» What you should do
Scan the lines below; pull out those with "question".

» Provided material
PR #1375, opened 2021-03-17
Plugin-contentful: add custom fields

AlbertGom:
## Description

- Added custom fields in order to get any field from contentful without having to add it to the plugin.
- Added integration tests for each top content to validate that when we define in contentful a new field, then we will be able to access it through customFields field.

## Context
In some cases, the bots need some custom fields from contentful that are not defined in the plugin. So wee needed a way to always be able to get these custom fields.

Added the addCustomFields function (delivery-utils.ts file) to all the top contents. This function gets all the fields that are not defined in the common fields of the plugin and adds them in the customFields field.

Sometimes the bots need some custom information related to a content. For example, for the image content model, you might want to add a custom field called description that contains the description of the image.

---

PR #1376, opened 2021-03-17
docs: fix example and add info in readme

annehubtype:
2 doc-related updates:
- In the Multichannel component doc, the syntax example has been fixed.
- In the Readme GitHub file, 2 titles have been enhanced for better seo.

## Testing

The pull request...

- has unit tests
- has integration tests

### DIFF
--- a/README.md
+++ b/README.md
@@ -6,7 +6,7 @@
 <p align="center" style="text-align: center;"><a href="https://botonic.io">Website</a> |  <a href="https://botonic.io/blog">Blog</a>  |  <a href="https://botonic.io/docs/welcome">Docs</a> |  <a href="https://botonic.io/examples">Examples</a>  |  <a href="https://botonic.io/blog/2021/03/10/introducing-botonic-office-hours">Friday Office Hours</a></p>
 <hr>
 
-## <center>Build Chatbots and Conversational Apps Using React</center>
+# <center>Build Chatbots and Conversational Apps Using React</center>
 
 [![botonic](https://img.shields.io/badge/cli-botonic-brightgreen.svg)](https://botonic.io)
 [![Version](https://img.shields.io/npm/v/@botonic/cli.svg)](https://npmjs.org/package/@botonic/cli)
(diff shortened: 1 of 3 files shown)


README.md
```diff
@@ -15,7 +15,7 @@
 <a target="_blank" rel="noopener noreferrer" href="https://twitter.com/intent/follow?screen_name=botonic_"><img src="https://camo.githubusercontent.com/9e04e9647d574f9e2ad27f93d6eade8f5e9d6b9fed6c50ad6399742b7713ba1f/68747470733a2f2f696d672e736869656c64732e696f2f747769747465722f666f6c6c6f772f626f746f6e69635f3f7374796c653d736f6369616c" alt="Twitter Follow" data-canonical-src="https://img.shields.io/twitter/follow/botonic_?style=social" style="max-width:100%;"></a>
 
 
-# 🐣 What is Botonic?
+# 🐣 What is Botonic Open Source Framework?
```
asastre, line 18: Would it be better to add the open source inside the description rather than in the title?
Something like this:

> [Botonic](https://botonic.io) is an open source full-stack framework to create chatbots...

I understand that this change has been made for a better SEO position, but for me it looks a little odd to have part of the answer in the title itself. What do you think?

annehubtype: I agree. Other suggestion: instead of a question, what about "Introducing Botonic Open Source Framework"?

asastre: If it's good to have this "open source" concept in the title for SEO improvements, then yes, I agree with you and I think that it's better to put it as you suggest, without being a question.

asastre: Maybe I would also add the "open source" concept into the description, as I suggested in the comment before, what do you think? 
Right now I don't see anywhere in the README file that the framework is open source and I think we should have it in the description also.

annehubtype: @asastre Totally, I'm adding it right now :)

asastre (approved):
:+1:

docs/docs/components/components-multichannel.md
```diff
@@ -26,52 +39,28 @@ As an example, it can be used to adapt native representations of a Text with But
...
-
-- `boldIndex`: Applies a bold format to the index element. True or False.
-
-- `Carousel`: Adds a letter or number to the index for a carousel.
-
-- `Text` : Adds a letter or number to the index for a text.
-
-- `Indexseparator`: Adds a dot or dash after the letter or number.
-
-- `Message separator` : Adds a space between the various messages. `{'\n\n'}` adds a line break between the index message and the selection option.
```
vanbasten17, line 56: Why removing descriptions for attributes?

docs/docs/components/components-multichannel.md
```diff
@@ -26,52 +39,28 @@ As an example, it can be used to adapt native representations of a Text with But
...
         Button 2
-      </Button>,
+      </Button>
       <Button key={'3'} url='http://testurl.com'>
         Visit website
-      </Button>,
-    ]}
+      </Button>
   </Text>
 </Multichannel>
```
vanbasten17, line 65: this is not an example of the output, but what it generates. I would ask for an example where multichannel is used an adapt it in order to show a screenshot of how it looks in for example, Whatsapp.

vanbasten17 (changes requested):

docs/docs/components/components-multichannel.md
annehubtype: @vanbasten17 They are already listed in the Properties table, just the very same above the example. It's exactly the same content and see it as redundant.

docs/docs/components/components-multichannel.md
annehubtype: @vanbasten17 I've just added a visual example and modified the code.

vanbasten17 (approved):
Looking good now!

--

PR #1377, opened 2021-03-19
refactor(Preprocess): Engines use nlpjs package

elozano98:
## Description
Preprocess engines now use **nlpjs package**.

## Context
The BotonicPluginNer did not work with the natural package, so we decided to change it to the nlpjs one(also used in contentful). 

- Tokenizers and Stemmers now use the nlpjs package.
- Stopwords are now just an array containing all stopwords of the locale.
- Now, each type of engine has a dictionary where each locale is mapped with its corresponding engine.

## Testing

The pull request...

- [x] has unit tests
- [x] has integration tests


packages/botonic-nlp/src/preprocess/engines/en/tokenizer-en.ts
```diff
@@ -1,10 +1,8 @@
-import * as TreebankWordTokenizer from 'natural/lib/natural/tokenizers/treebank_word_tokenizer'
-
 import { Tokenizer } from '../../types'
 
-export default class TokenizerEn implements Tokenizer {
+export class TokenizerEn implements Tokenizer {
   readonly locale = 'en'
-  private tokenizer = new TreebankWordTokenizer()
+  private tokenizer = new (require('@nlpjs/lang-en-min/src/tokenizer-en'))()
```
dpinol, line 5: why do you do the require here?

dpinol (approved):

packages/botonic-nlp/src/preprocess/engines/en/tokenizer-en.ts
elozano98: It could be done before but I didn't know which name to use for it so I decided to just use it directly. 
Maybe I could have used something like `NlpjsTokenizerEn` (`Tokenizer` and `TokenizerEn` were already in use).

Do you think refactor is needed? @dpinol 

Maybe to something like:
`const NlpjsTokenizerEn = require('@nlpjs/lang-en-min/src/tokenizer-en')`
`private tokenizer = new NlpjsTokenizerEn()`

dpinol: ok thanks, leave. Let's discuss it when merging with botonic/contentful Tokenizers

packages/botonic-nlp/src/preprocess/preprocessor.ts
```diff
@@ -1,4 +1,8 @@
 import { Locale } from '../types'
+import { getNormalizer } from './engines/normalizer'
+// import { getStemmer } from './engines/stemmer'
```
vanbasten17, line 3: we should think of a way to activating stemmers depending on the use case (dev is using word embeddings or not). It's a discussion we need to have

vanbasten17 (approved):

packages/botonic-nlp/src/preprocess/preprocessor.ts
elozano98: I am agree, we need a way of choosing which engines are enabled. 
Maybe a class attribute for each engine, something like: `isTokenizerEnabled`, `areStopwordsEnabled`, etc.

» Response area
annehubtype: I agree. Other suggestion: instead of a question, what about "Introducing Botonic Open Source Framework"?
asastre: If it's good to have this "open source" concept in the title for SEO improvements, then yes, I agree with you and I think that it's better to put it as you suggest, without being a question.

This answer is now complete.